気高さとの邂逅

 

 

 

 

 

 

 

おおむね晴れ。19度。

7時に起きる。

この時期に着ていた服が見当たらない。というよりも、どんな服を着ていたのか思い出せない。僕を見る妻の目が灰色になっていく。

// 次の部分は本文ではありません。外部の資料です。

PR #2163, opened 2022-07-12
Simplify how warnings are ignored on Apple platforms

ChrisThrasher:
## Description

GCC can't build SFML on Apple platforms so it's a given that within Apple-specific code, Clang is being used. Furthermore within files that are only compiled on Apple platforms, there is no need to use the preprocessor to check whether Apple is the current platform. That much is implied within those files.

## Tasks

* [x] Tested on Linux
* [x] Tested on Windows
* [x] Tested on macOS
* [x] Tested on iOS
* [x] Tested on Android

### DIFF
--- a/examples/cocoa/CocoaAppDelegate.mm
+++ b/examples/cocoa/CocoaAppDelegate.mm
@@ -32,13 +32,7 @@
 #define GREEN @"Green"
 #define RED   @"Red"
 
-#if defined(__APPLE__)
-#if defined(__clang__)
-#pragma clang diagnostic ignored "-Wdeprecated-declarations"
-#elif defined(__GNUC__)
 #pragma GCC diagnostic ignored "-Wdeprecated-declarations"
-#endif
-#endif
 
 // Our PIMPL
 struct SFMLmainWindow
--- a/src/SFML/Audio/ALCheck.cpp
+++ b/src/SFML/Audio/ALCheck.cpp
@@ -33,11 +33,7 @@
 #include <utility>
 
 #if defined(__APPLE__)
-#if defined(__clang__)
-#pragma clang diagnostic ignored "-Wdeprecated-declarations"
-#elif defined(__GNUC__)
 #pragma GCC diagnostic ignored "-Wdeprecated-declarations"
-#endif
 #endif
 
 namespace
--- a/src/SFML/Audio/ALCheck.hpp
+++ b/src/SFML/Audio/ALCheck.hpp
@@ -33,13 +33,8 @@
 #include <filesystem>
 
 #if defined(__APPLE__)
-#if defined(__clang__)
-#pragma clang diagnostic push
-#pragma clang diagnostic ignored "-Wdeprecated-declarations"
-#elif defined(__GNUC__)
 #pragma GCC diagnostic push
 #pragma GCC diagnostic ignored "-Wdeprecated-declarations"
-#endif
 #endif
 
 #include <al.h>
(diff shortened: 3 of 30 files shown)


JonnyPtn:
gcc _could_ work on Apple, even if it doesn't currently. This will just make it harder for anybody who does want to use/fix the gcc implementation with no other benefit

eXpl0it3r:
Yeah, it currently doesn't hurt us and if someone manages to get SFML to build again with GCC, then we'd have to add those back in.

ChrisThrasher:
> Yeah, it currently doesn't hurt us and if someone manages to get SFML to build again with GCC, then we'd have to add those back in.

Happy to volunteer to do this if we ever get to that point. Hard to say how much farther in the future that may be though. In the meantime I don't think it's worth keeping around code which we know never gets executed.

eXpl0it3r:
I just changed:

https://github.com/SFML/SFML/blob/dd0f0ff4c6e0f487e2007192516caa5d6877e3cb/cmake/Macros.cmake#L29-L31

to

```cmake
        else()
            target_compile_options(${target} PRIVATE "-stdlib=libstdc++")
            target_link_libraries(${target} PRIVATE "-stdlib=libstdc++")
        endif()
```

and successfully built and linked SFML and its examples with GCC.

```
cmake -DCMAKE_C_COMPILER=/usr/bin/gcc -DCMAKE_CXX_COMPILER=/usr/bin/g++ -DSFML_BUILD_EXAMPLES=ON  -S . -B build
cmake --build build
```

So what exactly was the issue again with #1928? Why can't we utilize `libstdc++` for GCC on macOS?

ChrisThrasher:
> and successfully built and linked SFML and its examples with GCC.

That's awesome!

> So what exactly was the issue again with https://github.com/SFML/SFML/pull/1928? Why can't we utilize libstdc++ for GCC on macOS?

Besides what was explained in that PR, I simply never tried to explicitly specify libstdc++ with GCC. I perhaps foolishly assumed that it would use libstdc++ if we never specified any particular implementation. I wouldn't have guessed that explicitly specifying `libstdc++` fixes this but that's awesome. I'd much rather simply fix the GCC issues than remove all these pragmas.

Once there's a PR that fixes these issues and adds a GCC macOS CI job, I'll close this issue. There is still preprocessor code that can be removed though. In particular, we don't need `#if __APPLE__` in ObjectiveC++ files but I'll wait to remove that until these compiler errors are sorted.

ChrisThrasher:
I'll submit a PR soon that fixes that GCC issues on macOS. If that gets merged, I'll amend this PR because no matter what there is still unnecessary preprocessor code that can and should be removed.

ChrisThrasher:
> and successfully built and linked SFML and its examples with GCC.
> 
> ```
> cmake -DCMAKE_C_COMPILER=/usr/bin/gcc -DCMAKE_CXX_COMPILER=/usr/bin/g++ -DSFML_BUILD_EXAMPLES=ON  -S . -B build
> cmake --build build
> ```

On macOS, `/usr/bin/gcc` and `/usr/bin/g++` are just aliases for AppleClang. When I try use GCC as provided by brew, I get errors about `-stdlib=libstdc++` being an unrecognized command-line option.

ChrisThrasher:
Because Clang can recognize GCC pragmas, I removed all `#pragma clang` lines and exclusively used `#pragma GCC`. This lets the Clang builds still work but ensures zero rework should anybody ever figure out how to fix the issues using GCC on macOS. I think these latest changes address all the concerns reviewers had.

ChrisThrasher:
@eXpl0it3r Do you have any thoughts on the revised version of this PR that maintains potential GCC support?

eXpl0it3r:

eXpl0it3r (approved):

eXpl0it3r:
Thanks for sticking to the whole back and forth 👍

朝餉は、味噌汁(ジャガイモ・人参・玉葱・ワカメ)、フレンチトースト、コーヒー。

「アフリカの日々」より——

 

ハンブルクで老ハーゲンベックに会った時、彼が言ったことを思いだす。肉食獣をふくめたあらゆる動物のなかで、いちばん気を許せないのは鹿なのだという。ヒョウのほうがまだ信頼がおける。だが、若い鹿を信じても無駄なことで、おそかれ早かれ、そいつは後ろからおそいかかってくるだろうと、彼は話してくれた。

 

このあとに続く、若い雌鹿のルルとの思い出を綴った文章ほど美しいものはない。それは、筆者であるディネセンの己へ向ける眼差しとどこかで交錯している。そんな想像をするのは僕くらいかもしれないけれど。

昼餉は、ナッツ、コーヒー。

立派な雌鹿となったルルが、再会に訪れる描写——

 

 森に帰ったルルには威厳がそなわり、立派にひとりだちしていた。心のもちかたが変わり、今や落ちつきはらっていた。王位を要求して亡命を余儀なくされている若い王女と知りあった人が、後年権利を回復して王位につき、権勢にみちた彼女と再会する——私とルルとの再会は、まさにそんなふうだった。フランス王となったからには、オルレアン公時代の自分の不平不満は記憶にとどめないと宣言したルイ・フィリップ王にひけをとらないほど、ルルには卑小さのかけらもなかった。ルルはいまや完全にあるがままの自分となった。(中略)ルルはしばらく私を見つめていた。その紫がかった眼はまったく無表情で、またたきもしない。神々は決してまたたきしないという。私は牛の眼をもつ女神ヘラと対面している思いだった。

 

ディネセンが雌鹿の神々しさにまことの神を見たのは、どこかで僕らのアニミズムに通じている。だがそれも一瞬のことで、彼女はすぐ女神ヘラを呼び寄せてしまう。僕らは、神をほかの神に置換しない。

ウイスキーを求める。Teacher’s Highland Cream

夕餉は、鯖の塩焼き、味噌汁(大根・人参・玉葱・カボチャ・ネギ)、玄米ご飯、ウイスキーオンザロック。食後にナッツ。